Ce qui ne l’empêche pas de revenir sur l’impact qu’a eu Nirvana sur sa manière d’appréhender la musique, et sur les différents ponts que le groupe de Kurt Cobain lui a permis, directement ou indirectement, de franchir, en mettant en perspective leur charge politique :
« Pour un groupe mainstream, leur propos n’était parfois pas si idiot, et rétrospectivement beaucoup moins creux que les banalités que racontent les musiciens actuels dans les magazines. Certes, comme l’avaient souligné les Thugs, toute cette clique de groupes du nord ouest américain n’était pas si critique envers le système libéral, mais néanmoins progressiste sur des questions de société, comme le féminisme, l’homosexualité, le végétarisme. C’était déjà ça de pris. En tout cas Nirvana fut pour moi une passerelle vers le punk rock et des formes musicales plus autonomes, confidentielles, déviantes et expérimentales. »

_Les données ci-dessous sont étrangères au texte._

PR #211, opened 2022-07-21
Enhancement Shaman Changes

Wumblesnarf:
Imbues implemented, including glyphs (except windfury, dont know how it interacts with dual wield yet) and elemental t4, fixed stormstrike from infinitely scaling (still needs a better solution but this works for the time being), some cleanup of tbc leftovers like rockbiter and setting primary shock


Watcher7:
LGTM

I just have a question for @jimmyt857 
Is the `package-lock.json` file to be considered frozen unless updated by head developers?
I've made a point of excluding it from my own commit, because I noticed everyone else did.
But I didn't see any hard rules on that-- nor anything like a CODEOWNERS for it.

Wumblesnarf:
I can start excluding the file, I just didnt know there was a convention around it haha, still pretty new to this

PR #474, opened 2022-08-04
Refactor rotation into Hunter-like

lantisnt:


sim/shaman/enhancement/rotation.go
```diff
@@ -78,46 +54,38 @@ func (rotation *AdaptiveRotation) DoAction(enh *EnhancementShaman, sim *core.Sim
...
+		return
 	}
 
-	//enh.LightningShield.Cast(sim, nil) // if nothing else, refresh lightning shield
-	enh.DoNothing()
-	return
+	if !spell.Cast(sim, target) {
+		enh.WaitForMana(sim, spell.CurCast.Cost)
+	}
 }
```
johnolos, line 89: Looks alot better, but one more thing I can think of can be done before merging.

I _really_ do not like the `isReady()`-check within the `chooseSpell`. I haven't checked, maybe you have. Is it possible to move it to `DoAction`?

I recognize something along the lines of, but I am not sure if that changes the landscape of things.

```go
    spell := rotation.chooseSpell(enh, sim, target)
	if spell.IsReady() && !spell.Cast(sim, target) {
		enh.WaitForMana(sim, spell.CurCast.Cost)
	}
```

johnolos (approved):
It looks alright as it is now. Given test passes as these shouldn't yield changes to sim.

I'd like to see `IsReady` removed from `chooseSpell`, but not sure if its possible.

sim/shaman/enhancement/rotation.go
lantisnt: As per discussion on discord - If we will use `IsReady` outside of the `chooseSpell` then we need to have an option to fallback to it. This means solving this in a loop or preparing and checking chooseSpell only on Ready spells. Let's do one of those in next iteration

PR #483, opened 2022-08-05
Ankhar/mage sim

mormigil:
Tier sets 7, 8, 9
Full arcane spec talents + spells + rotation
Full fire spec talents + spells + rotation

No Mirror Image
No Advanced Cooldown timing
No multi target living bomb support
Minimal frost talents, spells or rotation


mormigil:
Mana regen had the wrong constant and was giving too much mana
Made the wotlk aoe cap function added in warlock the default and updated it's references
Added generic ICD + Stat function

PR #493, opened 2022-08-05
Naive energy tick update, Rogue rotation and crit damage fixes

b-r-a-n:
Several different updates in this change including:

1. Creating rogue specific imbues for poisons and cleaning up generic weapon imbues
2. Implementing Assassination
3. Progress on the two big combat spec issues: Rotation & Crit damage multipliers
4. UI updates including to prepare for alpha

Updating the rotation included updating the energy tick constants which is like the naive way of making the energy bar behave like it should in WotLK (at least with respect to ticks). There are potential performance considerations here but I kind of want to punt on that for now as I think it is more of a blocker for the raid sim.

The crit damage multiplier changes mainly undo a hack I had in place to match the sheet. The values I'm getting now are in line with data from beta and go back to using the generic crit damage multiplier formula.

The rotation changes are just minor tweaks to try and get casts closer to what the theoretical ideal ones that show up in Simon's sheet.

### DIFF
--- a/sim/rogue/poisons.go
+++ b/sim/rogue/poisons.go
@@ -13,18 +13,17 @@ func (rogue *Rogue) applyPoisons() {
 	rogue.applyInstantPoison()
 }
 
+var DeadlyPoisonActionID = core.ActionID{SpellID: 57973}
+
 func (rogue *Rogue) registerDeadlyPoisonSpell() {
-	actionID := core.ActionID{SpellID: 57973}
 
 	rogue.DeadlyPoison = rogue.RegisterSpell(core.SpellConfig{
-		ActionID:    actionID,
+		ActionID:    DeadlyPoisonActionID,
 		SpellSchool: core.SpellSchoolNature,
-
 		ApplyEffects: core.ApplyEffectFuncDirectDamage(core.SpellEffect{
-			ProcMask:            core.ProcMaskEmpty,
-			BonusSpellHitRating: 5 * core.SpellHitRatingPerHitChance * float64(rogue.Talents.Precision),
-			ThreatMultiplier:    1,
-			OutcomeApplier:      rogue.OutcomeFuncMagicHit(),
+			ProcMask:         core.ProcMaskEmpty,
+			ThreatMultiplier: 1,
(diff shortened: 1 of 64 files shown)


ui/rogue/presets.ts
```diff
@@ -1,138 +1,141 @@
...
 });
 
 export const DefaultConsumes = Consumes.create({
 	defaultPotion: Potions.PotionOfSpeed,
 	defaultConjured: Conjured.ConjuredRogueThistleTea,
-	battleElixir: BattleElixir.ElixirOfDeadlyStrikes,
-	food: Food.FoodFishFeast,
-	mainHandImbue: WeaponImbue.WeaponImbueRogueInstantPoison,
-	offHandImbue: WeaponImbue.WeaponImbueRogueDeadlyPoison,
+	startingConjured: Conjured.ConjuredRogueThistleTea,
```
jimmyt857, line 46: If this is the same as defaultConjured, then both this and `numStartingConjured` can be removed.

b-r-a-n: Fixed. I don't completely understand how this is used but with only the default specified, the UI option for starting conjured is set to none. So, a nice side effect of having all 3 was that the value was populated (to thistle tea in my case)

sim/rogue/poisons.go
```diff
@@ -61,22 +60,29 @@ func (rogue *Rogue) registerDeadlyPoisonSpell() {
...
 		Label:     "DeadlyPoison-" + strconv.Itoa(int(rogue.Index)),
-		ActionID:  actionID,
+		ActionID:  DeadlyPoisonActionID,
 		MaxStacks: 5,
 		Duration:  time.Second * 12,
 		OnGain: func(aura *core.Aura, sim *core.Simulation) {
-			if rogue.Talents.SavageCombat < 1 {
-				return
+			if rogue.Talents.SavageCombat > 0 {
+				savageCombatAura := core.SavageCombatAura(target, rogue.Talents.SavageCombat)
```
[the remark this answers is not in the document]
b-r-a-n: This ended up being good feedback outside of the performance considerations. It made me realize a lot of this code was also assuming single target and it forced me to fix that which will make doing the mult-target updates much easier.

PR #500, opened 2022-08-06
Add procs and ppm metrics for auras

jimmyt857:


mormigil (approved):
Cool this'll be helpful

PR #507, opened 2022-08-06
Fixed several mana bugs and blast calculation issues

mormigil:
Only mirror image, burn at end, and partial resists should be different than og mage sim now.

### DIFF
--- a/sim/mage/arcane_blast.go
+++ b/sim/mage/arcane_blast.go
@@ -1,7 +1,6 @@
 package mage
 
 import (
-	"math"
 	"time"
 
 	"github.com/wowsims/wotlk/sim/core"
@@ -28,6 +27,7 @@ func (mage *Mage) registerArcaneBlastSpell() {
 	})
 
 	actionID := core.ActionID{SpellID: 42897}
+	totalDiscount := 1 - .01*float64(mage.Talents.ArcaneFocus+mage.Talents.Precision)
 
 	mage.ArcaneBlast = mage.RegisterSpell(core.SpellConfig{
 		ActionID:    actionID,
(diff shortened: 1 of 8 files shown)


sim/mage/arcane_blast.go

Présent lui aussi sur la compilation avec son projet Jessica93, Geoffroy Laporte partage lui aussi cette idée de passerelle, tout en se remémorant avec exactitude de quelle manière Nirvana est arrivé dans son champ musical :
J’aimais l’idée que l’histoire du groupe amène un malaise, j’adorais ce malaise peut-être autant que le groupe en lui-même.
Jessica 93
» J’avais 11 ans quand Nevermind est sorti, et le souvenir que j’en avais n’était rien d’autre que ce mec dans le clip de Smells Like Teen Spirit avec son balai. Ce n’est que quelques années plus tard, trois mois après la mort de Kurt Cobain, qu’un pote de ma classe de quatrième m’a prêté une K7 qu’il avait dans la poche. C’était un samedi matin, à ce moment-là j’ai pressé play sur mon lecteur cassette In Bloom m’a explosé à la figure. Je m’en rappelle comme si c’était samedi dernier. J’aimais l’idée que l’histoire du groupe amène un malaise, j’adorais ce malaise peut-être autant que le groupe en lui-même. Il faut préciser que j’ai grandi dans une cité du 93, les ambiances glauques, je baignais dedans, et petit on jouait parmi les seringues. J’avais, grâce à ce groupe, le sentiment de pouvoir refléter d’où je venais, bien plus fortement que le rap que j’écoutais jusqu’alors. Nirvana est le groupe qui m’a ouvert la porte à tout un univers dont j’ignorais l’existence. Le punk a depuis guidé mes baskets, j’ai monté mes premiers groupes en sachant à peine jouer d’un instrument. Après des formations de lycée, puis Natural Moustik, les Louise Mitchels, Mobylette Facile, Comité Défaite, Missfist, Retsar Baï Naïm ou maintenant principalement Jessica93, après plus de 500 concerts dans des conditions parfois irréalistes, plus d’une quinzaine de pays visités, il n’y a pas une seconde que je puisse regretter, et je sais que je ne le dois sûrement pas à ce faux groupe de poseurs en mousse de Radiohead, mais bien à cette bande de bouseux du nord-ouest américain. »
Plus que sur un plan strictement musical ou esthétique, l’apport de Nirvana aura résidé dans sa manière de ramener une certaine éthique punk au centre des débats, et ce jusque dans des scènes parmi peut-être les moins exposées, où son aura et son empreinte sont toujours marquées aujourd’hui.